- Opening Delimiter -

PR #3009, opened 2021-03-11
Clarify how to deploy a govuk-puppet release

AlanGabbianelli:
- Remove mention to Carrenza (it's no more)
- Add useful links
- Reword and reorder instructions

### DIFF
--- a/source/manual/deploy-puppet.html.md
+++ b/source/manual/deploy-puppet.html.md
@@ -20,12 +20,18 @@ deploy.
 
 You can deploy Puppet to Staging and Production using the following steps:
 
-1. Deploy a newer version of govuk-puppet to staging by using the 'Deploy to Staging (Carrenza)'
-   and 'Deploy to Staging (AWS)' buttons in the Release app after clicking on the release
-   tag and reviewing the changes listed.
-1. You will either need to wait 30 minutes or read about [convergence](#convergence).
-   You should monitor Icinga and Smokey, and test anything you're concerned about.
+1. In the [Release app][release-app-puppet], select the release tag and review
+   the changes listed.
+1. If your change on integration appears as expected, deploy a newer version of
+   govuk-puppet to staging by using the **Deploy to Staging** button.
+1. Wait 30 minutes or read about [convergence](#convergence).
+   You should monitor [Staging Icinga][icinga-staging] and [Staging Smokey][smokey-staging],
+   and test anything you're concerned about.
 1. Repeat the above steps for Production.
+
+[release-app-puppet]: https://release.publishing.service.gov.uk/applications/puppet
+[icinga-staging]: https://alert.blue.staging.govuk.digital/
+[smokey-staging]: https://deploy.blue.staging.govuk.digital/job/Smokey
 
 Puppet is automatically deployed to integration by a combination of the [integration-puppet-deploy job on Jenkins CI](https://ci-deploy.integration.publishing.service.gov.uk/job/Deploy_Puppet/) and [Deploy Puppet job on Jenkins Deploy](https://deploy.integration.publishing.service.gov.uk/job/Deploy_Puppet/) jobs.
 


source/manual/deploy-puppet.html.md
```diff
@@ -20,13 +20,19 @@ deploy.
...
 You can deploy Puppet to Staging and Production using the following steps:
 
-1. Deploy a newer version of govuk-puppet to staging by using the 'Deploy to Staging (Carrenza)'
-   and 'Deploy to Staging (AWS)' buttons in the Release app after clicking on the release
-   tag and reviewing the changes listed.
-1. You will either need to wait 30 minutes or read about [convergence](#convergence).
-   You should monitor Icinga and Smokey, and test anything you're concerned about.
+1. In the [Release app][release-app-puppet], click on the release tag and review
+   the changes listed.
+1. If all looks right, deploy a newer version of govuk-puppet to staging by using
```
huwd, line 25:
```suggestion
1. If your change on integration appears as expected, deploy a newer version of govuk-puppet to staging by using
```

Take it or leave it, I remember Jon giving me some good advice about sentences that didn't make the subject explicit for clairity.

huwd (approved):

source/manual/deploy-puppet.html.md
```diff
@@ -20,13 +20,19 @@ deploy.
 
 You can deploy Puppet to Staging and Production using the following steps:
 
-1. Deploy a newer version of govuk-puppet to staging by using the 'Deploy to Staging (Carrenza)'
-   and 'Deploy to Staging (AWS)' buttons in the Release app after clicking on the release
-   tag and reviewing the changes listed.
-1. You will either need to wait 30 minutes or read about [convergence](#convergence).
-   You should monitor Icinga and Smokey, and test anything you're concerned about.
+1. In the [Release app][release-app-puppet], click on the release tag and review
```
jonathanglassman, line 23: To keep in line with GOV.UK style, replace "click on" with "select". This is because not all users "click", especially if they are using assistive tech.

source/manual/deploy-puppet.html.md
```diff
@@ -20,13 +20,19 @@ deploy.
...
+   the changes listed.
+1. If your change on integration appears as expected, deploy a newer version of 
+   govuk-puppet to staging by using the 'Deploy to Staging' button.
```
jonathanglassman, line 26: GOV.UK style point - change Deploy to Staging from code format to bold format. UI elements are always in bold text.

source/manual/deploy-puppet.html.md
```diff
@@ -20,13 +20,19 @@ deploy.
...
+1. Wait 30 minutes or read about [convergence](#convergence).
+   You should monitor [Staging Icinga][icinga-staging] and [Staging Smokey][smokey-staging],
+   and test anything you're concerned about.
 1. Repeat the above steps for Production.
```
jonathanglassman, line 30: I know this ins't part of your changes, but I don't think you need line 30. Line 21 already makes it clear that the following steps are for both environments.

jonathanglassman (changes requested):
@AlanGabbianelli looks good to me. Just a few minor style changes.

source/manual/deploy-puppet.html.md
AlanGabbianelli: If we removed line 30 we should change some wording and possibly add extra points for production because all these steps (including the links) are specific to staging.

AlanGabbianelli:
@jonathanglassman thanks for reviewing this. 👍 I addressed the two GOV.UK style points. ⭐

Regarding the line that says to repeat the steps for production, I'd like to keep it because otherwise, we should also either reword the previous steps or add new steps specific for production. Let me know what you think!

source/manual/deploy-puppet.html.md
jonathanglassman: ok no problem, leave it as is

jonathanglassman (approved):

PR #3016, opened 2021-03-17
Updated the diagram to the latest colourful version

VitalieMogoreanu:
Updated the diagram to the latest version, also changed the viewer from draw.io to diagrams.net to fix the iframe

### DIFF
--- a/source/manual/architecture.html.md
+++ b/source/manual/architecture.html.md
@@ -7,13 +7,13 @@ layout: manual_layout
 parent: "/manual.html"
 ---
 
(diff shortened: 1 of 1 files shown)


richardTowers:
Running this locally, I get asked to auth:

image

Once I have, it's a bit small:

image

... I wonder whether we should export it as an SVG instead... but maybe that's a yak shave too far.

VitalieMogoreanu:
> Running this locally, I get asked to auth:
> 
> image
> 
> Once I have, it's a bit small:
> 
> image
> 
> ... I wonder whether we should export it as an SVG instead... but maybe that's a yak shave too far.

yeah it does that it's to authenticate diagram.net, not your user... 
it is too small, there is a link to open full screen - we could remove the iframe and perhaps this whole page. I don't think there is an easy way to navigate to this page anymore

maxf:
@VitalieMogoreanu - shall we close this, it's been a while? Otherwise I'm happy to look into it

PR #3019, opened 2021-03-18
Add howto rename master to main branches

chao-xian:


source/manual/howto-switch-default-branch.html.md
```diff
@@ -0,0 +1,26 @@
+---
+owner_slack: "#govuk-developers"
+title: How to switch a git default branch from master to main
```
thomasleese, line 3:
```suggestion
title: How to change the default branch of a Git repo
```

It might be nice to keep the docs generic enough that they can stay around - but maybe that's unnecessary...?

source/manual/howto-switch-default-branch.html.md
```diff
@@ -0,0 +1,26 @@
...
+---
+
+These steps are for switching the default branch of a repo to `main`.
+
+1. Rename the `master` branch in GitHub to `main` for that repo. See [instructions from Github for renaming an existing default branch](https://github.com/github/renaming#renaming-existing-branches).
+1. Update the [Release app](https://release.publishing.service.gov.uk/applications/):
+  - Go to the app entry from the [listing](https://release.publishing.service.gov.uk/applications/).
+  - Hit the `Edit` tab.
+  - Switch under the dropdown for `GitHub repository default branch`.
+1. [Reset the Jenkins build number](https://docs.publishing.service.gov.uk/manual/test-and-build-a-project-on-jenkins-ci.html#fixing-the-build-number).
```
thomasleese, line 16: We might want to be explicit here on where to get the build number from, i.e. it has to be the latest `master` build number plus 1.

source/manual/howto-switch-default-branch.html.md
```diff
@@ -0,0 +1,26 @@
...
+1. Delete the master branch locally, otherwise you might rebase the wrong branch by mistake!
```
thomasleese, line 17: GitHub includes some instructions on how to do this that it might be useful to link to: https://docs.github.com/en/github/administering-a-repository/renaming-a-branch#updating-a-local-clone-after-a-branch-name-changes

Rather than deleting the `master` branch locally, it renames it to `main` and keeps it up to date with origin.

source/manual/howto-switch-default-branch.html.md
```diff
@@ -0,0 +1,26 @@
...
+
+## Additional things to check
+
+- Update references in Jenkins to pulling down the `master` branch of the app.
```
thomasleese, line 21: It might be worth adding some instructions on how to use the GitHub search feature to find these. (https://github.com/alphagov/govuk-puppet/search?l=HTML%2BERB&q=master)

thomasleese (commented):
I've left some comments, I don't know how much effort we want to put into this docs since in theory they're only likely to be needed once. Perhaps share this to #govuk-developers and see what other people think (as in, would they find it easy/hard to follow through the docs?).

source/manual/howto-switch-default-branch.html.md
kevindew: We'd need to update release to accept any input for default branch if we choose to do that. It's a pretty trivial UI change though. I decided against having it being free text as it seemed very unlikely to need other options.

thomasleese: That's true, it's probably not worth it really.

thomasleese: I'd still suggest capitalisation of `Git` and use the phrase `change` rather than `switch` though (but this is personal preference).

chao-xian: Ok left it specific, but upper case G on Git.

source/manual/howto-switch-default-branch.html.md
chao-xian: Great suggestion :+1:

source/manual/howto-switch-default-branch.html.md
chao-xian: Ooooh! 😍

source/manual/howto-switch-default-branch.html.md
chao-xian: Nice! Done

chao-xian:
@thomasleese apart from updating Pact tests and other Jenkins references, I got this to work for short-url-manager by following these steps myself. Probably not worth asking others if they can follow along then :)

Thanks for your review!

source/manual/howto-switch-default-branch.html.md
thomasleese: I think you may have added `(the last `master` build +1)` to the wrong line, I think it should be this one rather than the one above.

chao-xian: 🤦

thomasleese:
Looks good, I just had a final thought, could we link to https://trello.com/c/xVhGGzOE/225-change-default-branch-to-main somewhere to remind people to check this to see which apps need switching, and to update it once they have switched an app over.

chao-xian:
@thomasleese good idea - done.

thomasleese (approved):
Cool this looks good, we can always amend it later if we find developers need extra pointers! I'm hoping we won't need this page to stay around for too long though.

PR #3023, opened 2021-03-22
Update link to Special Route Publisher's Jenkins task

brucebolt:
This previously linked to the "publish all special routes" task in staging. Updating to link to both available tasks in all environments.

Trello card:  https://github.com/alphagov/govuk-developer-docs/pull/new/update-special-routes

### DIFF
--- a/source/manual/publish-special-routes.html.md
+++ b/source/manual/publish-special-routes.html.md
@@ -12,4 +12,7 @@ The [Special Route Publisher](https://github.com/alphagov/special-route-publishe
 
 All new special routes should be created in this tool, and existing special routes should be moved as necessary.
 
-The [Publish special routes Jenkins job](https://deploy.blue.staging.govuk.digital/job/Publish_Special_Routes/) will re-publish all defined special routes to the Publishing API.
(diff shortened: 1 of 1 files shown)


ChrisBAshton (approved):
Looks good to me, although there is a small accessibility issue whereby the link text is not unique for each link. It might be good to see if we can reuse the [`terse_links` method](https://github.com/alphagov/govuk-developer-docs/blob/e3677f7342b6247946617c2985edf1d135a320e9/app/run_rake_task.rb#L26-L45), but for custom Jenkins jobs?

(I suspect it's more work than it's worth, so am approving as-is).

brucebolt:
> Looks good to me, although there is a small accessibility issue whereby the link text is not unique for each link. It might be good to see if we can reuse the [`terse_links` method](https://github.com/alphagov/govuk-developer-docs/blob/e3677f7342b6247946617c2985edf1d135a320e9/app/run_rake_task.rb#L26-L45), but for custom Jenkins jobs?
> 
> (I suspect it's more work than it's worth, so am approving as-is).

Nice idea.  I'll see if I can make this with a simple change (as another PR).

PR #3024, opened 2021-03-22
Add helper to render links to Jenkins jobs

brucebolt:
We already have `RunRakeTask` that renders links to the Jenkins rake task job in all environments, so this adds a similar feature for other Jenkins jobs.


ChrisBAshton (commented):
This is looking great! I wonder if we could push up one final commit, turning `RunRakeTask` into a proxy that calls `RunJenkinsTask`?

brucebolt:
> This is looking great! I wonder if we could push up one final commit, turning `RunRakeTask` into a proxy that calls `RunJenkinsTask`?

I've tried a few possible ways of doing this, but everything is making the code more complex.  The main issue is that the URLs for Rake tasks are application dependant, whereas they aren't for Jenkins jobs, so we end up with lots of conditional logic.

ChrisBAshton (approved):
Thanks for looking 👍  happy to approve, maybe we'll find a way of DRYing these classes later.

PR #3033, opened 2021-03-24
Fix rendering of app pages

ChrisBAshton:
In 21b47c9a2ac6d4805fdaabd6a5480c706377cea3, we switched back to
Redcarpet for markdown rendering, removing the Kramdown dependency.

Redcarpet takes into account spacing when rendering HTML; if it
sees some indented HTML, it assumes it is markdown and attempts to
render it as a code block. This was leading to a very broken page:

> borked

We now call `.strip` to remove indentation from the output, which
fixes Redcarpet's parsing of the HTML:

> good


sihugh (approved):
Nice catch, thanks 👍

PR #3035, opened 2021-03-24
Remove fabric tasks from a few docs

barrucadu:
A lot of the fab tasks are one or two commands, and the only utility the script gives is not needing to SSH into a machine.

For those cases, just replace the task with the actual commands it runs.

I've left references to `fab` where the behaviour is quite complex (eg, [mysql.reset_slave](https://github.com/alphagov/fabric-scripts/blob/master/mysql.py#L105)), or where it's used to run a task across a `class` of machines.


edwardkerry (approved):
sorry to see `bodge_unicorn` go though

PR #3038, opened 2021-03-25
Document some gotchas with role names when deploying Terraform.

sengi:
`gds-cli` has some usability issues in this area which have caused confusion recently (to another user and to me when troubleshooting the issue).

For now, document the issue so that at least it's easier to discover that there are similar, easily-confused role names and where to find the canonical source of which one to use.

Tested: ran locally; formatting looks ok.


sengi:
I think this is obsolete since the roles were consolidated, and at any rate the issue hasn't come up again since.

PR #3057, opened 2021-04-12
Improve introductory paragraph on translations

thomasleese:
We want to draw attention to the specific syntax of the tags to ensure the right ones are chosen. Hopefully this should avoid the issue we experienced recently where we had to change one of the live tags on the site: https://github.com/alphagov/publishing-api/pull/1910

### DIFF
--- a/source/manual/add-translation-whitehall.html.md
+++ b/source/manual/add-translation-whitehall.html.md
@@ -6,11 +6,14 @@ layout: manual_layout
 section: Publishing
 ---
 
-Useful links:
+Before starting, it’s worth checking the language tag that is being added is correct: it should be compatible with the [IETF Language Tag syntax][] and use correct [ISO 639][] codes (with optional [ISO 15924][] or [ISO 3166][] subtags where appropriate). This is important to ensure maximum compatibility with accessibility feature such as screen readers. Some other useful reading includes [Rails Translation Manager][] and [Whitehall Internationalisation guide][].
 
-- [List of ISO 639-1 codes](https://en.wikipedia.org/wiki/List_of_ISO_639-1_codes)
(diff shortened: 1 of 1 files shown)


source/manual/add-translation-whitehall.html.md
```diff
@@ -6,11 +6,19 @@ layout: manual_layout
...
 ---
 
-Useful links:
-
-- [List of ISO 639-1 codes](https://en.wikipedia.org/wiki/List_of_ISO_639-1_codes)
-- [Rails Translation Manager](https://github.com/alphagov/rails_translation_manager)
-- [Internationalisation guide](https://github.com/alphagov/whitehall/blob/master/docs/internationalisation_guide.md)
+Before starting, it’s worth checking the language tag that is being added is correct:
+it should be compatible with the [IETF Language Tag syntax][] and use correct
+[ISO 639][], [ISO 15924][] or [ISO 3166][] codes. This is important to ensure maximum
```
ChrisBAshton, line 11: I was confused as to why we were linking off to three different standards. My understanding from the [linked Wikipedia page](https://en.wikipedia.org/wiki/IETF_language_tag#Syntax_of_language_tags) is that we always provide the ISO-639 two-letter language code, and that we sometimes need additional subtags on top of that?

```suggestion
[ISO 639][] codes (with optional [ISO 15924][] or [ISO 3166][] subtags where appropriate). This is important to ensure maximum
```

thomasleese: That's fair, I wasn't completely happy about the wording of that either, I'll use your suggestion.

ChrisBAshton (approved):
LGTM 👍 thanks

- Closing Delimiter -

> Problem description: Each line above where the word "diagram" occurs should be copied out.

> Task result:
Updated the diagram to the latest colourful version
Updated the diagram to the latest version, also changed the viewer from draw.io to diagrams.net to fix the iframe
yeah it does that it's to authenticate diagram.net, not your user... 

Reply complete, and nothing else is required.